**Data to use**

PR #2594, opened 2026-01-21
[cmds] Add Lua interpreter as external application

rafael2k:
Add support for building Lua 5.5 interpreter as external
application using OpenWatcom C compiler.

Source repository: https://github.com/rafael2k/lua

**Exercise**
Each line in the listing that contains "application" should be returned.

**Solution for this exercise**
[cmds] Add Lua interpreter as external application
application using OpenWatcom C compiler.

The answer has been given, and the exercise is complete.